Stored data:
┌────────
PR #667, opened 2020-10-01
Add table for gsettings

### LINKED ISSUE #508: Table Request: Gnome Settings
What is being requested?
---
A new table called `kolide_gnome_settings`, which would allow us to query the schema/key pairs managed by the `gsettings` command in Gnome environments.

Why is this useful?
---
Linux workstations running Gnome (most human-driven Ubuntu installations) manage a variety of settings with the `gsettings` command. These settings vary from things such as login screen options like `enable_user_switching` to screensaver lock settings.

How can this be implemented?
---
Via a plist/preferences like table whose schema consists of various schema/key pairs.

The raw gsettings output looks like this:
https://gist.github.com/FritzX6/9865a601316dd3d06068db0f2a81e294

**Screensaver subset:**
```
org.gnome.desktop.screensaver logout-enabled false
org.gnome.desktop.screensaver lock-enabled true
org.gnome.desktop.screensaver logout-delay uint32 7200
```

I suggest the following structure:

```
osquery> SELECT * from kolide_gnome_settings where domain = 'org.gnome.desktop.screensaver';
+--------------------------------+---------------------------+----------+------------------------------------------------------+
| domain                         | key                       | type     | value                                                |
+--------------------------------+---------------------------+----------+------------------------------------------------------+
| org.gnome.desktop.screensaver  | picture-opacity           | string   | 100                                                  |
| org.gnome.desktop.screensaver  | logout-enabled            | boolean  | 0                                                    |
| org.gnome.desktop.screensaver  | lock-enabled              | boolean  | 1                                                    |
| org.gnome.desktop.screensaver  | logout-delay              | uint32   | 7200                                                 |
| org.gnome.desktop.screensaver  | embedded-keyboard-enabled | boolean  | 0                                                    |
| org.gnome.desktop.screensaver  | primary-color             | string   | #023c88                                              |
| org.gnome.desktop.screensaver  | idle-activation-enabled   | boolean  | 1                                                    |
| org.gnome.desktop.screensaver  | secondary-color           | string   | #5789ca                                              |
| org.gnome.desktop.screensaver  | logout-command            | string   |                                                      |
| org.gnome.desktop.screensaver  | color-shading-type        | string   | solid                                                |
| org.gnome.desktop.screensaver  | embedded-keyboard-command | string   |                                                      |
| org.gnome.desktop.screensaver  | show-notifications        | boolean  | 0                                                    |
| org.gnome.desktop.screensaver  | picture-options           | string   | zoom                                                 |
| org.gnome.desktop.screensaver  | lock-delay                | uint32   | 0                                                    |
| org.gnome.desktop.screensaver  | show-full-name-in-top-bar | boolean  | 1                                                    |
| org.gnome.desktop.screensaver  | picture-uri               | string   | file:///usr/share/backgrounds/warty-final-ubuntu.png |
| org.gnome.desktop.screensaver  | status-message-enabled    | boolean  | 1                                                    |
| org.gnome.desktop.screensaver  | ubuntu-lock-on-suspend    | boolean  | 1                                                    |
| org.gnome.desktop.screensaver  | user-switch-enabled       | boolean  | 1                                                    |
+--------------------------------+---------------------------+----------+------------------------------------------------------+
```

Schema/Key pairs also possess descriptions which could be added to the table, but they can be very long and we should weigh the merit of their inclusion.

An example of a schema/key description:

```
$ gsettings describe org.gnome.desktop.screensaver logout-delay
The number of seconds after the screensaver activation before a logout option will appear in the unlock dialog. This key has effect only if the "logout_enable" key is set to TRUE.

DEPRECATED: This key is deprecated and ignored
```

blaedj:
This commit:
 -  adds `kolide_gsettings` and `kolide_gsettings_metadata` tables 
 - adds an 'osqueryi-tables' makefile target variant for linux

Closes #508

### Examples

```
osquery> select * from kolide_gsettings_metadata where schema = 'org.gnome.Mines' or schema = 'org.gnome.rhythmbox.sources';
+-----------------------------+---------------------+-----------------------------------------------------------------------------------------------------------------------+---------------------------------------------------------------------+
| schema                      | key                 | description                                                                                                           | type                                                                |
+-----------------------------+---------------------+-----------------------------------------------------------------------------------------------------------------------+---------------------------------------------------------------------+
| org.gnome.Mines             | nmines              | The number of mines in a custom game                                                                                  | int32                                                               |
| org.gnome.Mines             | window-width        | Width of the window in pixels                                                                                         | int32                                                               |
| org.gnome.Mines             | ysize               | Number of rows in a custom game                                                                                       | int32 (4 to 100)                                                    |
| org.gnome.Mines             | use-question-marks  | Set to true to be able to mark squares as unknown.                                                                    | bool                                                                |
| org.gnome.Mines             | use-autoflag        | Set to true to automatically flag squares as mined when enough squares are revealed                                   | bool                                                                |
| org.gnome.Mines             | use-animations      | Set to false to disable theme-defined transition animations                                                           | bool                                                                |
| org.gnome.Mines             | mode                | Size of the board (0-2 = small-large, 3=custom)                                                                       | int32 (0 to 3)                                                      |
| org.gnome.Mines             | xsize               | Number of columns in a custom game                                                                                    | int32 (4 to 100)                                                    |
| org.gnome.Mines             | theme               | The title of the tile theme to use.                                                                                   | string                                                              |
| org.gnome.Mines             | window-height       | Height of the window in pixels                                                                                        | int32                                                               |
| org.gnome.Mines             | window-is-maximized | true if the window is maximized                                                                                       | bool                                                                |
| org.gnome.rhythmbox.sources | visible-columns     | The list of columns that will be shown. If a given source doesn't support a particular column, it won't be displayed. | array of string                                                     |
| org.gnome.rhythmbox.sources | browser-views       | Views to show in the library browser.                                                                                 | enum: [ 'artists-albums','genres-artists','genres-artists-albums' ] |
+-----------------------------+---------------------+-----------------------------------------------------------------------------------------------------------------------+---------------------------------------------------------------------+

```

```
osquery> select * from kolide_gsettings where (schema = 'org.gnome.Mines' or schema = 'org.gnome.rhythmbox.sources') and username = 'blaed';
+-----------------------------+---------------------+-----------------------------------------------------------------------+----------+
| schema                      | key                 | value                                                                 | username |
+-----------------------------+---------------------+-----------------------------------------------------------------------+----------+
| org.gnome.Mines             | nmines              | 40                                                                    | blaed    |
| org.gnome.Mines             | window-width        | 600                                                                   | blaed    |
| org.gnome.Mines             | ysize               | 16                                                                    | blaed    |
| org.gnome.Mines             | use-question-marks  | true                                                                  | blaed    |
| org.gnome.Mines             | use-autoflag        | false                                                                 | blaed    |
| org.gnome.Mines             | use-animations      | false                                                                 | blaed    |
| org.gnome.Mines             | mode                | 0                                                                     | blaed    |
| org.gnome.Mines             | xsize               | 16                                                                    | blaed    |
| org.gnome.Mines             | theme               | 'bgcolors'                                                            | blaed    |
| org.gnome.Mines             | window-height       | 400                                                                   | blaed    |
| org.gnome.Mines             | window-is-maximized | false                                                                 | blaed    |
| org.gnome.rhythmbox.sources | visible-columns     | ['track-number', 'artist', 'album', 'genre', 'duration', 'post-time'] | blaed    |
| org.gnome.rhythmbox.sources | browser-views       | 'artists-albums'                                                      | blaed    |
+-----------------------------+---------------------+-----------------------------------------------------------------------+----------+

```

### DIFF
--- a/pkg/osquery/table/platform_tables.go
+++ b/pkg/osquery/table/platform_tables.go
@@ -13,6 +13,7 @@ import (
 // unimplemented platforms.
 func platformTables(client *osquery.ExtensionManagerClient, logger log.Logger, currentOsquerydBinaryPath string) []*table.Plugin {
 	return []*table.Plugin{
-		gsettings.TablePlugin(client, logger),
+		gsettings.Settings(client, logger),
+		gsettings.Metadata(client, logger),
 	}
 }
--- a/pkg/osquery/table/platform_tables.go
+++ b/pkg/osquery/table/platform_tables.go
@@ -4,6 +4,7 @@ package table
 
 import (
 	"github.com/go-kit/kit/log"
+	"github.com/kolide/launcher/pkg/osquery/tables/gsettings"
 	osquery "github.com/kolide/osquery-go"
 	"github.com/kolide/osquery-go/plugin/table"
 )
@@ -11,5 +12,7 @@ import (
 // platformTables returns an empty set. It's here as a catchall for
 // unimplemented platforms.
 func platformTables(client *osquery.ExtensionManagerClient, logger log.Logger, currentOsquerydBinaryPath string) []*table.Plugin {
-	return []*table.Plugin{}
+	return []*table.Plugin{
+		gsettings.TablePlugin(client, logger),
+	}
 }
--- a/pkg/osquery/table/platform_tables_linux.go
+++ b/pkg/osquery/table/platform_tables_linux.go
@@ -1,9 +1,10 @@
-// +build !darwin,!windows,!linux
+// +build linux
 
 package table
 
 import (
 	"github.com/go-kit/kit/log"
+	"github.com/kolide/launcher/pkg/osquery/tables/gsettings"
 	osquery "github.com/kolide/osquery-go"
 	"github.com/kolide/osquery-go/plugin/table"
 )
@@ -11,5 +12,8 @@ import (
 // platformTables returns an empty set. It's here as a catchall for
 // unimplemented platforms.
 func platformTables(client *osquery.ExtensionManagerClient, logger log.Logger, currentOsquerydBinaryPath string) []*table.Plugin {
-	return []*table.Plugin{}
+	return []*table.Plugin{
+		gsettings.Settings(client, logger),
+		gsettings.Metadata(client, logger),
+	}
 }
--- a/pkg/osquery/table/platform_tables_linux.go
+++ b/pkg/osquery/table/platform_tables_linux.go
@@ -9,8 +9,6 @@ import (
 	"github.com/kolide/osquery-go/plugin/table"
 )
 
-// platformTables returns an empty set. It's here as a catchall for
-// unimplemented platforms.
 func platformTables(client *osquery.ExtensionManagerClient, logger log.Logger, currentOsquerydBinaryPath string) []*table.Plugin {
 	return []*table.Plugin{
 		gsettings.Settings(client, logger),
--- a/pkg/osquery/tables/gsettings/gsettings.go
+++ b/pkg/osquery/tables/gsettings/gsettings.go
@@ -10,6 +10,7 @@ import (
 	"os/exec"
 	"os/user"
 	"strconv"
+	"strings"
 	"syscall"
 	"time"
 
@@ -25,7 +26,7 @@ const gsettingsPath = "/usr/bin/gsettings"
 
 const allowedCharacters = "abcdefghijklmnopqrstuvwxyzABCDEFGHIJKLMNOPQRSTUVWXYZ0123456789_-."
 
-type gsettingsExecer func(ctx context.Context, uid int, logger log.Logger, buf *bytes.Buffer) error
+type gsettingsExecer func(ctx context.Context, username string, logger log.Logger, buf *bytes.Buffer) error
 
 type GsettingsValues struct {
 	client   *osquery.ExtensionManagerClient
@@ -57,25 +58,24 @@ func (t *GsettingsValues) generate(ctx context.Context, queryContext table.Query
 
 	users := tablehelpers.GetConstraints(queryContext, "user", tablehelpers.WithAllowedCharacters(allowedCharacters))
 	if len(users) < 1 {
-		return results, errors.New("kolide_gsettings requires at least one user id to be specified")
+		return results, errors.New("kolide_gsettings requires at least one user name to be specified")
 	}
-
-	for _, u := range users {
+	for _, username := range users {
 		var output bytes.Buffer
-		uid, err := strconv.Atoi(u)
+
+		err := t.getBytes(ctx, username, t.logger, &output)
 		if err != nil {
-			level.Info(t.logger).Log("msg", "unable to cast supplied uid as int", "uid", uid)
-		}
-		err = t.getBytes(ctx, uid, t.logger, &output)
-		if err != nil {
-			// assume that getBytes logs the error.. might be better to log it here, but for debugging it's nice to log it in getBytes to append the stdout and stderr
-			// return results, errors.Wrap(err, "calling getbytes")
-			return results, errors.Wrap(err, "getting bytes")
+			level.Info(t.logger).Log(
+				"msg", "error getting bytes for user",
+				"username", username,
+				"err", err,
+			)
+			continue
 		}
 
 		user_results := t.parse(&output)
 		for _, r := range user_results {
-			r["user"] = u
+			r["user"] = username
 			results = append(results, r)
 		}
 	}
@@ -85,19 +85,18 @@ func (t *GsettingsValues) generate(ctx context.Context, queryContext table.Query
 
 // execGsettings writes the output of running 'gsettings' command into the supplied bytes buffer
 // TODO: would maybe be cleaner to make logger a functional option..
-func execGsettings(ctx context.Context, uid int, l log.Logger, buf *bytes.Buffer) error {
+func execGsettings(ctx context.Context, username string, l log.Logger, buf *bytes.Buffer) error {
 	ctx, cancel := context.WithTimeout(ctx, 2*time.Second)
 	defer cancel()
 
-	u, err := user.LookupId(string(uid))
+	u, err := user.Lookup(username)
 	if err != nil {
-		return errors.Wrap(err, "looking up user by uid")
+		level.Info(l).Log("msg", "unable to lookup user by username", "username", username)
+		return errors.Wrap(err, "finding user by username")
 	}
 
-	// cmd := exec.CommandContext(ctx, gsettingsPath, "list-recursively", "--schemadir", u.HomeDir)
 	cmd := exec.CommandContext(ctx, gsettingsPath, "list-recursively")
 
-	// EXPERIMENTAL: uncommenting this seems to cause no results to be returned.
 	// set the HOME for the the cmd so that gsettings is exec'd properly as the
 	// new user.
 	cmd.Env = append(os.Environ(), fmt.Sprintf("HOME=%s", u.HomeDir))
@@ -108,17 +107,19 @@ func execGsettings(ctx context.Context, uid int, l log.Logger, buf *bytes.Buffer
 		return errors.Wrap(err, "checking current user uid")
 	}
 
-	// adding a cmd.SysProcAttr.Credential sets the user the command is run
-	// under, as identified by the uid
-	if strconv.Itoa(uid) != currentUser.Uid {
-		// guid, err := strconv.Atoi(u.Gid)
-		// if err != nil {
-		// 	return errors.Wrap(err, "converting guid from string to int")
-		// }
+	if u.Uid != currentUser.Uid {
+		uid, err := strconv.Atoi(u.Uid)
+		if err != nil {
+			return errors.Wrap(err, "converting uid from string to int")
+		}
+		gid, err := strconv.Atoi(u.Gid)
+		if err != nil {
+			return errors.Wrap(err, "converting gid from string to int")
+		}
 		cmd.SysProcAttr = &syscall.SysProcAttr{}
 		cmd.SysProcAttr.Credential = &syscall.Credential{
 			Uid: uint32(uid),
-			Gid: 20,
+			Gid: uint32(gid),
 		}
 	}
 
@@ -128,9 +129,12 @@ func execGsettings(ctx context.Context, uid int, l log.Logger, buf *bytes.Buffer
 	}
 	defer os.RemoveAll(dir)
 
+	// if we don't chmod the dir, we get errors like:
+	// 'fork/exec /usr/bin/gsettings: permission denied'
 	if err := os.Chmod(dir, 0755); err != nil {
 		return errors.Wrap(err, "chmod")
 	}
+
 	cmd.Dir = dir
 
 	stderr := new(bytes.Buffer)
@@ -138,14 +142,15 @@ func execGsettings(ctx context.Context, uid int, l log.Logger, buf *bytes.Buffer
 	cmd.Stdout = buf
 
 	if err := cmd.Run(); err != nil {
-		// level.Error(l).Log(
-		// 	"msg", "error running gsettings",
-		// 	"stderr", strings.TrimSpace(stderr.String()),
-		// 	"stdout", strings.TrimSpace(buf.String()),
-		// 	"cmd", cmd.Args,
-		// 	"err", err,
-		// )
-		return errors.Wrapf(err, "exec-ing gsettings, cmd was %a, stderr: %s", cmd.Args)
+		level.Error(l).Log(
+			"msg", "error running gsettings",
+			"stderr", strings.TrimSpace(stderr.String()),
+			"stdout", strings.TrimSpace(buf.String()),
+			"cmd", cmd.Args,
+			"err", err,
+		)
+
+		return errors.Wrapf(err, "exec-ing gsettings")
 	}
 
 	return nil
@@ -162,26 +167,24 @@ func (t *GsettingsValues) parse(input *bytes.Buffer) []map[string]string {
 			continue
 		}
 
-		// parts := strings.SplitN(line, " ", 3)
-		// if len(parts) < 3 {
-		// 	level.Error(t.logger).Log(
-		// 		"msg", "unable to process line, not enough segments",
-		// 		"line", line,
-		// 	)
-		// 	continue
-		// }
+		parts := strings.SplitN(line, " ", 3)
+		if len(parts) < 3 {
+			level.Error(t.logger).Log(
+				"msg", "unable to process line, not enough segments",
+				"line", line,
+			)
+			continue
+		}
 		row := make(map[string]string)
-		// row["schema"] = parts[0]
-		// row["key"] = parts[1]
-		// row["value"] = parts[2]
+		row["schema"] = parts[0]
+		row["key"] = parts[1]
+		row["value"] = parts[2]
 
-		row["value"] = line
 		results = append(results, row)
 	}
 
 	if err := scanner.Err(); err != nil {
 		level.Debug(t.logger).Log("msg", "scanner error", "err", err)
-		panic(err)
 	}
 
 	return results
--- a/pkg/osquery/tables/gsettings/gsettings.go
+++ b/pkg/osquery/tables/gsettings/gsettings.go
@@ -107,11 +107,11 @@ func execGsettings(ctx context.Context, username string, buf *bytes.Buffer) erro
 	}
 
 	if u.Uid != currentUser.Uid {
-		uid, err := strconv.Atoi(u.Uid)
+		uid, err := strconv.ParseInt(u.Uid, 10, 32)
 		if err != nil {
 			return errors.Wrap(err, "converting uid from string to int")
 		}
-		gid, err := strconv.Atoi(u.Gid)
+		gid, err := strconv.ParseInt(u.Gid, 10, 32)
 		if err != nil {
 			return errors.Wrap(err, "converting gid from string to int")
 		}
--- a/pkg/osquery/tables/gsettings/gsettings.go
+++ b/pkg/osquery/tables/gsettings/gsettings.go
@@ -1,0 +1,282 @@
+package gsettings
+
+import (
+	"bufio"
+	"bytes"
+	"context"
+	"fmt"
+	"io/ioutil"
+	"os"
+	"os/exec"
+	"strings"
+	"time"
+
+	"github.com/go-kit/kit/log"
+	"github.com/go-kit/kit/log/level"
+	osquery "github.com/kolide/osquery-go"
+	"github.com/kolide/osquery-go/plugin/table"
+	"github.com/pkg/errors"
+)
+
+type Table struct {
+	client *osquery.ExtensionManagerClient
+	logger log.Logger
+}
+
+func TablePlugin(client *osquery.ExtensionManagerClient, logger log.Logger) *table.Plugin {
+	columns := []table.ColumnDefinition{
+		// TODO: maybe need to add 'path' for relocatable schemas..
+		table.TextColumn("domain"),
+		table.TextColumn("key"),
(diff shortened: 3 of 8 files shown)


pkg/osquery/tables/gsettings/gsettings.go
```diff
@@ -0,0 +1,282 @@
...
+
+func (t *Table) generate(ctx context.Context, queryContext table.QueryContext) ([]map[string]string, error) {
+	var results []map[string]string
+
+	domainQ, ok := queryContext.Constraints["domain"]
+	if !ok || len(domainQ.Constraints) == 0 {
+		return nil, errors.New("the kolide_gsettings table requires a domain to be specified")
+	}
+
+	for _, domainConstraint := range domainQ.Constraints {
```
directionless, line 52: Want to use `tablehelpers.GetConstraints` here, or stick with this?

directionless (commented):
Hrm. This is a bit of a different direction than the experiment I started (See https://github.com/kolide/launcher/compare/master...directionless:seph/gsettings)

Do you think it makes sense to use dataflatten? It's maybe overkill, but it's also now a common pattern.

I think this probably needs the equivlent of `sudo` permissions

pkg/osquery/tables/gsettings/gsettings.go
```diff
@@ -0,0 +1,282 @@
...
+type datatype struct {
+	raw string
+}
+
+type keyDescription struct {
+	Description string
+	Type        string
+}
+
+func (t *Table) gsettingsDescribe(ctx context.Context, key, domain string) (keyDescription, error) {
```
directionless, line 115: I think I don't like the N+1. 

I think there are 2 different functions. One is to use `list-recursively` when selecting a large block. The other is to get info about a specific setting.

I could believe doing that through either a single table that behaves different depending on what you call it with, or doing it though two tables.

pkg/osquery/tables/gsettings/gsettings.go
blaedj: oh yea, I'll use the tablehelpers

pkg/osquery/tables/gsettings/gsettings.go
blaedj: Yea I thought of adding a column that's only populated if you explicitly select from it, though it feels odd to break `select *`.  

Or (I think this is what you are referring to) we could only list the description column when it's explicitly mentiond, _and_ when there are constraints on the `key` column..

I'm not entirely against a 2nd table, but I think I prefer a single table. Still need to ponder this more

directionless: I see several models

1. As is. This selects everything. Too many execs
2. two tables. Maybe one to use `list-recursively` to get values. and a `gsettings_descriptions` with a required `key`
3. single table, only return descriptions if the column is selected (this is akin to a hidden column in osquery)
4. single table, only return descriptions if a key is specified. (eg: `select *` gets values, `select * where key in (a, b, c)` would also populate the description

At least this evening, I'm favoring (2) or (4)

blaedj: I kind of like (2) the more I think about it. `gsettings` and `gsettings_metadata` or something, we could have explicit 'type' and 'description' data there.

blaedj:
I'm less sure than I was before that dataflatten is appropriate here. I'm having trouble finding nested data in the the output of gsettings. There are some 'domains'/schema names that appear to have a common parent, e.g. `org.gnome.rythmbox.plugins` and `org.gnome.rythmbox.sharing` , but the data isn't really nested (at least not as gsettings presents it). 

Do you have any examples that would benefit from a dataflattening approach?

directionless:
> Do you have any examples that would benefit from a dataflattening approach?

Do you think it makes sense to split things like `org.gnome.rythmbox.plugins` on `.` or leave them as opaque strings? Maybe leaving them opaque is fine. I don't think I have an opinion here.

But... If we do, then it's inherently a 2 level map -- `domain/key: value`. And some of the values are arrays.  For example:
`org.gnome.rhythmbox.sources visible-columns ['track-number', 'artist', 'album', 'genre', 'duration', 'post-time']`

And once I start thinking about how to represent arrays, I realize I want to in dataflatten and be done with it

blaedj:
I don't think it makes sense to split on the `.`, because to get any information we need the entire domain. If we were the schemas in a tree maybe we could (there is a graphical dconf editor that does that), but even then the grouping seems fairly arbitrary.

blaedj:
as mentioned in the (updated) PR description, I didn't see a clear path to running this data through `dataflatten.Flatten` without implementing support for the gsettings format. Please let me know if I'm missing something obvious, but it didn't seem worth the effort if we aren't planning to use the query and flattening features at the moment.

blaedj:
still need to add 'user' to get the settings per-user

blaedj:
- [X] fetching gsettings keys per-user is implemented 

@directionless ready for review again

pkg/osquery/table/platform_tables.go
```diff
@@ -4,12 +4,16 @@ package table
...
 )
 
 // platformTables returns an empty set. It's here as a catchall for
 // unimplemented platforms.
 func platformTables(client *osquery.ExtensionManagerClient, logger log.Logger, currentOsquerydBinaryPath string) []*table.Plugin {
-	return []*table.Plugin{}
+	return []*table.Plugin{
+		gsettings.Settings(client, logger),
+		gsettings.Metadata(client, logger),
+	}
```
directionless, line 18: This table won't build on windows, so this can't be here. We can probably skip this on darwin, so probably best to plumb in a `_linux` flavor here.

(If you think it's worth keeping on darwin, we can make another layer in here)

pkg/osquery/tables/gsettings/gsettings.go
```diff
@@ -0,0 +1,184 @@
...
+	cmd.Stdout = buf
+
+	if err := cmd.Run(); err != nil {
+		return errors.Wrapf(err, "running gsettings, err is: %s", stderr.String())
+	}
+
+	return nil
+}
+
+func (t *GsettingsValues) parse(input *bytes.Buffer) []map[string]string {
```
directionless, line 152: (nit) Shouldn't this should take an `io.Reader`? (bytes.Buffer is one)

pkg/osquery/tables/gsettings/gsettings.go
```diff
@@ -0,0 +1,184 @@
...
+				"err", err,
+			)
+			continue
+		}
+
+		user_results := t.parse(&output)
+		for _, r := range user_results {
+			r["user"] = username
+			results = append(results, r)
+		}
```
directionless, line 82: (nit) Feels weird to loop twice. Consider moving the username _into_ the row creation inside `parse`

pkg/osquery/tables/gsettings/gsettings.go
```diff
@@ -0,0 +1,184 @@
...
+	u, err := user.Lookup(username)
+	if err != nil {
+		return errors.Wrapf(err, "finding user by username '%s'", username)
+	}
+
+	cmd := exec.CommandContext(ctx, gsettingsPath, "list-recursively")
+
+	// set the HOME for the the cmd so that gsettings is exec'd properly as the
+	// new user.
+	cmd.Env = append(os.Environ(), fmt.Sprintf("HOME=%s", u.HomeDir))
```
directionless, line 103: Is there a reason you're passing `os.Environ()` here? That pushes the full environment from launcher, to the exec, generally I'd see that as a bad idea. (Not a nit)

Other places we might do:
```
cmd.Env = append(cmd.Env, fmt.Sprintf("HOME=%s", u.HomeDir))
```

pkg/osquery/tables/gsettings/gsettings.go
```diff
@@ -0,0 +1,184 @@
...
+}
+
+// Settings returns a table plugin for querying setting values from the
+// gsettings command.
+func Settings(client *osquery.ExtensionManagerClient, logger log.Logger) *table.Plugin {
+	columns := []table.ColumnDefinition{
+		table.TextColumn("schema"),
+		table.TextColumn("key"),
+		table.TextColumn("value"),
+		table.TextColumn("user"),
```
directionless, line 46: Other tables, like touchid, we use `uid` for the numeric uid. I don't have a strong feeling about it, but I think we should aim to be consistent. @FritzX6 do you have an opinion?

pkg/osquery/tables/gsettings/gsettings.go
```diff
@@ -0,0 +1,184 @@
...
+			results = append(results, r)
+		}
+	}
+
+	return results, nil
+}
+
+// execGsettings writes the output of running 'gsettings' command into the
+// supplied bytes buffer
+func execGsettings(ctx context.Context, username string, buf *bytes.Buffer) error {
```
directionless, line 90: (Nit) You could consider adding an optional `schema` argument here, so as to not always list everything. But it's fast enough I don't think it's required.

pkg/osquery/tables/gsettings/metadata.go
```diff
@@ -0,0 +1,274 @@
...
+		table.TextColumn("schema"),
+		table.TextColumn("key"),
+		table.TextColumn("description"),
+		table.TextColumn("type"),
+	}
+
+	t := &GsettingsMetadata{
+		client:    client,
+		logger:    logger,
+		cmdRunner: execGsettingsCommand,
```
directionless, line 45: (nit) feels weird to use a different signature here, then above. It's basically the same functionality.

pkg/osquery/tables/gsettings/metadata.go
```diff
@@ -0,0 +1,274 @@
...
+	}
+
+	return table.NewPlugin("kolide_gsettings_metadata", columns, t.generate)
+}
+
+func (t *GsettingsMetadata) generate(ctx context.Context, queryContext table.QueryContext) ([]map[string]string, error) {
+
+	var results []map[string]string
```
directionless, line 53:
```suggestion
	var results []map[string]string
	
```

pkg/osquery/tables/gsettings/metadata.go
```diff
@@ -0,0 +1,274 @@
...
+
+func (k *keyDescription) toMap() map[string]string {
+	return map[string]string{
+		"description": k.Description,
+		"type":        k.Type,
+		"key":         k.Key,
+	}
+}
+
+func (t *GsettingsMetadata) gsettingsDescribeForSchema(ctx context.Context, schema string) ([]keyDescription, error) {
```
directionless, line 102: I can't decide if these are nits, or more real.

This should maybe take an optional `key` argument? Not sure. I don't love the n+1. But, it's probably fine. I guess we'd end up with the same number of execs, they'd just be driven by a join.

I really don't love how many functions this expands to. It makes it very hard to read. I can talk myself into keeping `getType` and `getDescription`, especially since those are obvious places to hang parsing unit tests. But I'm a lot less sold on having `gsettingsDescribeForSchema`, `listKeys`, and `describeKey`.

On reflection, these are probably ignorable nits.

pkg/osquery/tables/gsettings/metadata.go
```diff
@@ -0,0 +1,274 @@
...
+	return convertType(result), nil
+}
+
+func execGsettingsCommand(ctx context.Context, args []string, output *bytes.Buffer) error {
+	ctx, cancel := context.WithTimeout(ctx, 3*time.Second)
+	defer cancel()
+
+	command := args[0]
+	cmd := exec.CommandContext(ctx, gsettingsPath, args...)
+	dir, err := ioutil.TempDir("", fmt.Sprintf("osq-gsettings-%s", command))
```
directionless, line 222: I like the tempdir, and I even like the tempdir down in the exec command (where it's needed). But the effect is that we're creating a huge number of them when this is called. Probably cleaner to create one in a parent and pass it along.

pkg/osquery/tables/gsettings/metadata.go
└────────
Lines holding the word "everything" in the entries above are the ones to pull out. Copy them all.

**Written answer**
1. As is. This selects everything. Too many execs
directionless, line 90: (Nit) You could consider adding an optional `schema` argument here, so as to not always list everything. But it's fast enough I don't think it's required.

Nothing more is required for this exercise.